---------- Records shown ----------
PR #4749, opened 2021-02-22
fix: selecting multi-input option should clear search term

### LINKED ISSUE #4565: [Bug]: Multi Input Control - search term not being removed after selection

Bug

Expected behaviour (search string is being removed after selection and focus out (ESC, click outside, etc.)):
MultiInputControl

v0.26.0

Currently, the search string the user typed in remains in the input field after selection and focusing out:
Bug

Time estimation: 1 day

mikerodonnell89:
fixes #4565 

Resets the search term when the user makes a selection or the input loses focus


libs/core/src/lib/multi-input/multi-input.component.ts
```diff
@@ -379,6 +382,14 @@ export class MultiInputComponent implements
             this.popoverRef.refreshPosition();
         }
 
+        this._resetSearchTerm();
+
+        if (this.popoverRef) {
+            this.popoverRef.close();
+        }
+
+        this.searchInputElement.nativeElement.focus();
```
dimamarksman, line 391: Why do you close the popover once an option gets selected?
Shouldn't we allow multi-selection?

dimamarksman (changes requested):
Please see my comment.
Also it would be great to cover this by a unit test

libs/core/src/lib/multi-input/multi-input.component.ts
mikerodonnell89: I was going off of sapui5's behavior, but looking at it again today, it appears as though they keep the popover open if you click one of the checkboxes but close it if you click any other part of the list item.  I doubt that is actually the intended behavior so I will remove this line

dimamarksman (approved):

InnaAtanasova (approved):

JKMarkowski (approved):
----------
** Your goal **
The span to print begins at the line containing "fixes #4565" and ends at the final line of the entries; print it exactly and print nothing else.

** Answer area **
fixes #4565 

Resets the search term when the user makes a selection or the input loses focus


libs/core/src/lib/multi-input/multi-input.component.ts
```diff
@@ -379,6 +382,14 @@ export class MultiInputComponent implements
             this.popoverRef.refreshPosition();
         }
 
+        this._resetSearchTerm();
+
+        if (this.popoverRef) {
+            this.popoverRef.close();
+        }
+
+        this.searchInputElement.nativeElement.focus();
```
dimamarksman, line 391: Why do you close the popover once an option gets selected?
Shouldn't we allow multi-selection?

dimamarksman (changes requested):
Please see my comment.
Also it would be great to cover this by a unit test

libs/core/src/lib/multi-input/multi-input.component.ts
mikerodonnell89: I was going off of sapui5's behavior, but looking at it again today, it appears as though they keep the popover open if you click one of the checkboxes but close it if you click any other part of the list item.  I doubt that is actually the intended behavior so I will remove this line

dimamarksman (approved):

InnaAtanasova (approved):

JKMarkowski (approved):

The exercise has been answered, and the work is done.